Pero creo que en castellano hay que reordenar así:

_A pesar de ser sorda una de ellas, ...._

o usar subjuntivo:

_A pesar de que una de ellas sea sorda, ...._

¿Es verdad lo que digo?

Si lo es, ¿por qué?


----------



## Mangato

Forero said:


> En portugués se puede decir:
> 
> _Apesar de uma delas ser surda, ...._
> 
> Pero creo que en castellano hay que reordenar así:
> 
> _A pesar de ser sorda una de ellas, ...._
> 
> o usar subjuntivo:
> 
> _A pesar de que una de ellas _sea_ sorda, ...._
> 
> ¿Es verdad lo que digo?
> 
> Si lo es, ¿por qué?


 

Estuve averiguando. *A pesar de ser,* es una locución verbal. 

Las oraciones subordinadas de subjuntivo se inician con la conjunción *que.*

Por tanto no sería correcto utilizar la traducción literal* a pesar de una ser sorda*


----------



## Forero

Gracias, Mangato.

¿Es posible usar el orden portugués:

_A pesar de una de ellas ser sorda, ...._?

Si no, busco la razón.


----------



## englishmania

Forero said:


> En portugués se puede decir:
> 
> _Apesar de uma delas ser surda, ...._


----------



## Giorgio Lontano

Forero said:


> Gracias, Mangato.
> 
> ¿Es posible usar el orden portugués:
> 
> _A pesar de una de ellas ser sorda, ...._?
> 
> Si no, busco la razón.



Es posible, forero llamado Forero. 

*Edição:* Agora pergunto eu, é possível mudar a ordem em português e dizer: _"Apesar de ser surda uma delas, ..."_?


----------



## englishmania

Apesar de ser surda uma delas... 

 Apesar de ser surda, uma delas...  = Uma delas, apesar de ser surda, ...


----------



## Istriano

Em espanhol o sujeito do infinitivo vem, normalmente, depois do verbo:

*Desaparecida una española al hundirse un barco en Turquía*



Antes de salir yo/nosotros...


----------



## Giorgio Lontano

englishmania said:


> Apesar de ser surda uma delas...
> 
> Apesar de ser surda, uma delas...  = Uma delas, apesar de ser surda, ...


Obrigado, englishmania 



Istriano said:


> Em espanhol o sujeito do infinitivo vem, normalmente, depois do verbo:
> 
> *Desaparecida una española al hundirse un barco en Turquía*
> 
> 
> 
> Antes de salir yo...



É uma questão de ênfase, acho eu._ "Antes de yo salir..."_ é correto também.


----------



## Istriano

*Antes de yo salir *é dialetal. *Antes de salir yo* é normal/geral, segundo o livro ''Syntax of Spanish''.


----------



## Giorgio Lontano

Istriano said:


> *Antes de yo salir *é dialetal. *Antes de salir yo* é normal/geral, segundo o livro ''Syntax of Spanish''.



Não vou discutir.

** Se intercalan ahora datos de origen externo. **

PR #110, opened 2016-12-27
Update prototype lib to version 1.7.x

ddpardo:
* Hash internals are now protected and only interactions trough function calls are allowed. (more immutable)
* Update is required to upgrade angulars version to 1.6.x
* General readability improvements in the editor code.
* Added 1.6, 1.7 version of prototype. (+ update helper)


tijsrademakers:
Thanks a lot for the patch, great work. I've been testing the changes with a lot of different models and it looks like it's working really well, except for pools / lanes and sub process scopes. You can't move an activity from one lane to the other, and this is possible without applying the patch. The same is true for a sub process, you can't move an element in a sub process to the main process for example. So I think there's different behaviour somewhere in that code with the upgrade to the new prototype library version.

A small thing is that in bpmn2.0.js line 414 a check is needed if lanes.first().properties["oryx-name"] is undefined. When you drag a pool to the canvas it fails on this line.

On a different note, do you think it would be possible to get rid of the prototype library fully? Or would this be a big effort?

ddpardo:
Hi Tijs,

I will look into the lane / subprocess problems. Thanks for testing this.

I don't think its possible to throw away prototype.js without altering something in the process. 
Here is my assumption list of what must be done: (big effort tough)...

- The editor (ORYX component) should not fetch data (stencil, model, ...) trough prototype synchronous (!) AJAX calls. This should be moved to angular. We might have to update angular for easier chaining of httprequests....  .then promise syntax vs .success / .error callbackhell syntax. 3 request must be performed on startup i guess... the model json, the stencil set and the plugins.xml . when all data is received the editor-canvas can be initialized.
- A replacement must be found for prototype new Hash() a.k.a $H its used almost everywhere where there is a state who needs to be tracked. We could just make our own implementation tough ....
- Prototype syntax / functions $$ , $A , $H , each, member, should be replaced 
- Cleanup allot of code.

ddpardo:
The subprocess, lane problems should be fixed now.

tijsrademakers:
Thanks David, works well now

PR #111, opened 2016-12-30
Update to angular 1.6.1

ddpardo:
* Removed angular 1.2.13 javascript files.
* Added 1.6.1 angular folder
* updated angular translate to 2.13.1
* Updated source code to fix problems.

 Important changes are:
 * Controllers can not be global variables : https://github.com/angular/angular.js/blob/master/CHANGELOG.md#breaking-changes-40
 * Sanitize strategy level for angular translate is now set on sanitize. see https://angular-translate.github.io/docs/#/guide/19_security
 * IE8 is not supported anymore: https://github.com/angular/angular.js/blob/master/CHANGELOG.md#breaking-changes-52
 * removed the soyc configuration flag of the gwt-maven-plugin it has no impact.


tijsrademakers:
Thanks David. I think the minified angular 1.6.1. files are missing from the PR.

ddpardo:
Hi Tijs,

Added the missing files. 

Angular mocks & scenario don't have a .min.js & .min.js.map.

Regards,

David

ddpardo:
Added a minor fix duo to prototype upgrade.

PR #112, opened 2017-01-02
fix a never touched if branch

jasl:
Both `Transaction` and `AdhocSubProcess` are `SubProcess`'s subclasses, so if `subProcess instanceof Transaction == false` condition is `true`, the last condition `subProcess instanceof AdhocSubProcess` will never be touched, this may a potential issue.


jasl:
Addition: is `if (condition)` & `if (!condition)` better than `if (condition == true)` & `if (condition == false)` ?

tijsrademakers:
Thanks, in the Flowable code we use if (condition) mostly I think and there's a mix of if (!condition) and if (condition == false)

PR #124, opened 2017-01-04
Update swagger doc with class name change

dbmalkovsky:
The title says it all.


yvoswillens:
Hi David.
These are files that are generated by the swagger maven plugin and should not be in the repository.
I'm working on a change in my feature branch. (adding additional swagger docs and some changes on generating the spec files)
I'll make sure that these changes will be applied there.

dbmalkovsky:
OK, sorry about that; we tend to hand code a lot of our swagger doc :)

I'll just close this PR then and let you handle it.

Issue #123, opened 2017-01-04
CountingTask (similar to the CountingExecution)


motorina0:
**Purpose**:
 - provide performance improvements by reducing the number of calls to the DB

**Counting Execution approach:**
 - has been implemented in this issue: https://github.com/Activiti/Activiti/pull/971
 - keep a count on executions to avoid deletes
 - an **ExecutionEntityImpl** holds references to lists of:

```
List<EventSubscriptionEntity>
List<JobEntity>
List<TimerJobEntity>
List<TaskEntity>
List<IdentityLinkEntity>
List<VariableInstanceEntity>
```
 - for each of these lists a count flag is kept separately (the **List.size()** can not be used since the lists are not populated in every scenario):
```
int eventSubscriptionCount
int jobCount
int timerJobCount
int taskCount
int identityLinkCount
int variableCount
```
 - two extra counts (no corresponding lists) are kept for
```
int suspendedJobCount
int deadLetterJobCount
```
 - these 8 counts are persisted to the ACT_RU_EXECUTION table (which now has 30 columns!)
 - the counts are increased/decreased in the **insert()/delete()** methods of their corresponding **XXXXEntityManagerImpl**
 - the counts are ONLY checked in the **ExecutionEntityManagerImpl.deleteDataForExecution()** method. Basically the delete is called for an entity only when we are sure that there is something to delete:
```
if (...((CountingExecutionEntity) executionEntity).getXXXXCount() > 0)) {
   //call delete
```
 - the "counting" performance improvement can be enabled/disabled by setting the **enableExecutionRelationshipCounts** property:
```
 	<bean id="processEngineConfiguration" class="...">
		<property name="enableExecutionRelationshipCounts" value="true" />
		...
```

**Counting Tasks approach:**
 - will follow the Counting Execution style
 - an **TaskEntityImpl** hold references to lists of:
```
List<IdentityLinkEntity> getIdentityLinks() 
List<VariableInstanceEntity> getQueryVariables()
```
 - **TaskEntityImpl** also has a Set of candidates (not sure how to be handled):
`public Set<IdentityLink> getCandidates()`
 - A **TaskEntityImpl** can have sub-tasks.  Let ExecutionEntityManager handle the sub-tasks count (together with normal task count)?

**Implementation**
 - add **CountingTaskEntity** interface (implemented by **TaskEntityImpl**)
 - add the two count fields (identityLinkCount and variableCount) to **TaskEntityImpl**
[...]

PR #137, opened 2017-01-10
CountingTask (similar to the CountingExecution) 

motorina0:
For more details please check #123

### DIFF
--- a/modules/flowable-engine/src/main/java/org/flowable/engine/ProcessEngine.java
+++ b/modules/flowable-engine/src/main/java/org/flowable/engine/ProcessEngine.java
@@ -46,7 +46,7 @@ import org.flowable.idm.api.IdmIdentityService;
 public interface ProcessEngine {
 
   /** the version of the flowable library */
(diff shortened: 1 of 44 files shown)


dbmalkovsky:
I think that the db upgrade scripts need to be reviewed as my quick scan noticed that for db2 and hsql tha the same column is added twice.

<pre>
 +alter table ACT_RU_TASK add column VAR_COUNT_ integer;
 +alter table ACT_RU_TASK add column VAR_COUNT_ integer;
</pre>
 
I think that the second one should be `ID_LINK_COUNT_ `

motorina0:
Sorry for that.  I will review them immediately.

motorina0:
Done. Committed & pushed.
I will review the rest of the SQL scripts again.

dbmalkovsky:
Thanks for the quick turnaround.

A question for the group:  is this something that should be committed at this time (being in Release Candidate stage) as it includes modifying the database schemas or should it wait for the next development track?

tijsrademakers:
I think we can still include it for the 6.0 release as it's based on the execution count change. But it needs some testing before it can be merged, so will take a few days.

PR #881, opened 2018-03-13
instant time support for timer

martin-grofcik:


tijsrademakers:
Hi Martin,

Could you also add a unit test for a timer start event that uses an expression with a bean that gives back an Instant, and a boundary timer event with an Instant variable?

martin-grofcik:
Java 8 tests pass locally.

PR #887, opened 2018-03-14
Cmmn user event listener

DennisFederico:
The CmmnRuntimeService part of UserEventListener


modules/flowable-cmmn-converter/src/main/java/org/flowable/cmmn/converter/CmmnXmlConverter.java
```diff
@@ -18,26 +18,7 @@
...
-import org.flowable.cmmn.model.PlanFragment;
-import org.flowable.cmmn.model.PlanItem;
-import org.flowable.cmmn.model.PlanItemDefinition;
-import org.flowable.cmmn.model.ProcessTask;
-import org.flowable.cmmn.model.Sentry;
-import org.flowable.cmmn.model.SentryOnPart;
-import org.flowable.cmmn.model.Stage;
-import org.flowable.cmmn.model.Task;
-import org.flowable.cmmn.model.TimerEventListener;
+import org.flowable.cmmn.model.*;
```
tijsrademakers: Hi Dennis, could you do an import of all the classes instead of the .* import. We don't use the import .* in the Flowable source code

modules/flowable-cmmn-converter/src/main/java/org/flowable/cmmn/converter/export/PlanItemDefinitionExport.java
```diff
@@ -13,16 +13,7 @@
...
-import org.flowable.cmmn.model.DecisionTask;
-import org.flowable.cmmn.model.HumanTask;
-import org.flowable.cmmn.model.Milestone;
-import org.flowable.cmmn.model.PlanItemDefinition;
-import org.flowable.cmmn.model.ProcessTask;
-import org.flowable.cmmn.model.ServiceTask;
-import org.flowable.cmmn.model.Stage;
-import org.flowable.cmmn.model.Task;
-import org.flowable.cmmn.model.TimerEventListener;
+import org.flowable.cmmn.model.*;
```
tijsrademakers: same here

modules/flowable-cmmn-converter/src/main/java/org/flowable/cmmn/converter/CmmnXmlConverter.java
DennisFederico: Sure... will do

PR #895, opened 2018-03-16
Bootiful rest app

filiphr:
As the title says migration of the Flowable Rest Application into an executable Spring Boot war.


modules/flowable-app-rest/src/main/java/org/flowable/rest/conf/DatabaseConfiguration.java
```diff
@@ -1,157 +0,0 @@
...
-            if (maxPoolSize != null) {
-                dataSource.setMaximumPoolSize(maxPoolSize);
-            }
-
-            // Time in milliseconds to indicate when a connection will be removed from the pool. 
-            // Use 0 to never remove an idle connection from the pool 
-            Long idleTimeout = environment.getProperty("datasource.max-idle-time", Long.class);
-            if (idleTimeout != null) {
-                // Property has been historically expressed in seconds, but Hikari expects milliseconds
-                idleTimeout = idleTimeout * 1000;
```
filiphr: This confused me a bit.  Why multiple the new value with 1000?

modules/flowable-app-rest/src/main/resources/static/docs/swagger-ui.js
```diff
@@ -21457,169 +21457,169 @@ function request(RequestConstructor, method, url) {
 module.exports = request;
 
 },{}],162:[function(require,module,exports){
-
```
filiphr: This are some new line changes which I can't seem to revert due to the setup of my repo. If someone can revert them I would have no issue

PR #896, opened 2018-03-16
Add support for a triggerable service task.

roberthafner:


roberthafner:
Joram, Here is a second revision of this feature. I'm still tracking down a failure in a test. But I thought I would share now to let you take a peak. For now, I named the new attribute 'triggerable'.

roberthafner:
Joram, 

I resolved the test failure. The latest changes include the updates we discussed via email. Please review. 

thanks,
Rob

tijsrademakers:
Hi Rob,

Thanks for the PR. I've made a couple of changes with the variable handling (no support for transient variables) and a separate job handler type. Hope these changes are ok with you.

PR #904, opened 2018-03-21
Support expressions for OptionsFormField 

ruzkant:
So basically I added an optionsExpression field to the OptionsFormField class and updated a few command values to process the expression. Note the expression must evaluate to a List<Option> as that is the field on OptionsFormField, or if a string it must evaluate to the equivalent json.

I also updated the modeler app to support setting an expression instead of a statically defined list of options. 

I just used google translate for the non-english language bundles and have no idea how good it is.

The task app required a minor alteration to support using id field as the value for radio buttons, which was hardcoded to only use the option.name value.

I also changed the tomcat port in the task app pom for postgres to be the same as h2 and mysql which avoids port clash with idm app when running the apps with mvn tomcat7:run.


ruzkant:
Looks like one of the travis tests failed, but there were some broken pipe socket exceptions, so does not look related to the pull request...

```
Caused by: java.net.SocketException: Broken pipe (Write failed)
	at java.net.SocketOutputStream.socketWrite0(Native Method)

```

PascalSchumacher:
Yes, that looks like an unrelated failure which occurs from time to time. 😞

ruzkant:
The tests run fine on my system if all I do is add a small delay to binary calls:

ruzkant:
The tests run fine on my side if I add a small delay for the binary requests where it tends to fail.

I was trying to step through the code in eclipse and found that the issues does not occur when I do that, which is why I added a little delay. Not great, but maybe at least a temporary solution if it works in Travis...

public CloseableHttpResponse executeBinaryRequest(HttpUriRequest request, int expectedStatusCode) {
        try {
            Thread.sleep(1000);
        } catch (InterruptedException e) {
            e.printStackTrace();
        }
        return internalExecuteRequest(request, expectedStatusCode, false);
    }

ruzkant:
@PascalSchumacher  I added a delay as mentioned in a previous comment. While I seriously dislike this type of solution it is test code and I have to admit by the time I discovered it I ran out of steam for looking into finding the real cause.

ruzkant:
Uploading a simple test app for this:
[Options Expression Test.zip](https://github.com/flowable/flowable-engine/files/1845427/Options.Expression.Test.zip)

tijsrademakers:
Thanks for the PR and an additional thanks for the example app, that helps a lot to test it easily. Nice usage of the data objects btw.

PR #909, opened 2018-03-23
Fix-RTL-labeling-problem

s-noroozi-cs:
In modeler application, setting English character in name attribute for BPMN elements such as userTask, serviceTask,etc , all things are good. But, When using right-to-left alignment languages such as Persian (also know as Farsi), Arabic, Hebrew, showing output in UI were un-readble, because align is left-to-right and the alphabets were distinct from together. Changeling "letter-spacing" attribute from negative value to zero solved the problem.


s-noroozi-cs:
close due to the fix-rtl-labeling-problem #910, changes should be apply on "oryx-editor" source code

Você sabe mais _gramática española_ do que eu.


----------



## Mangato

Estuve averiguando. *A pesar de ser,* es una locución verbal. 

Las oraciones subordinadas de subjuntivo se inician con la conjunción *que.*

Por tanto no sería correcto utilizar la traducción literal* a pesar de una ser sorda*


----------



## okporip

Giorgio Lontano said:


> Es posible, forero llamado Forero.
> 
> *Edição:* Agora pergunto eu, é possível mudar a ordem em português e dizer: _"Apesar de ser surda uma delas, ..."_?



Diferentemente de *englishmania*, creio que sim, é possível. Acrescento, porém, que a inversão da ordem, nesse caso, resulta estranha e não parece ter nenhum motivo ou justificativa. Em suma: possível, sim, mas muito artificial.


----------



## WhoSoyEu

okporip said:


> Diferentemente de *englishmania*, creio que sim, é possível. Acrescento, porém, que a inversão da ordem, nesse caso, resulta estranha e não parece ter nenhum motivo ou justificativa. Em suma: possível, sim, mas muito artificial.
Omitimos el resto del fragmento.